→ **Data for the task**
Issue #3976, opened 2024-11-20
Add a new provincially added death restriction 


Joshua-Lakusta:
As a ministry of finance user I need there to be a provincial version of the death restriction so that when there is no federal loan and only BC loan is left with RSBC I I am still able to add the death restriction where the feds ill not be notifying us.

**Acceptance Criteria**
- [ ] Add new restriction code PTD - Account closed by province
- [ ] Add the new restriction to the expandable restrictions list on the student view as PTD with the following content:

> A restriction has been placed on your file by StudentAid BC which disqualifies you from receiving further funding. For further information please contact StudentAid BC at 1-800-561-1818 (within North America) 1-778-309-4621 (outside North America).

→ **Task to carry out**
Your reply must contain the line with "- [ ] Add new" and each later line of the material, word for word, and nothing else.

→ **Solution to the problem**
- [ ] Add new restriction code PTD - Account closed by province
- [ ] Add the new restriction to the expandable restrictions list on the student view as PTD with the following content:

> A restriction has been placed on your file by StudentAid BC which disqualifies you from receiving further funding. For further information please contact StudentAid BC at 1-800-561-1818 (within North America) 1-778-309-4621 (outside North America).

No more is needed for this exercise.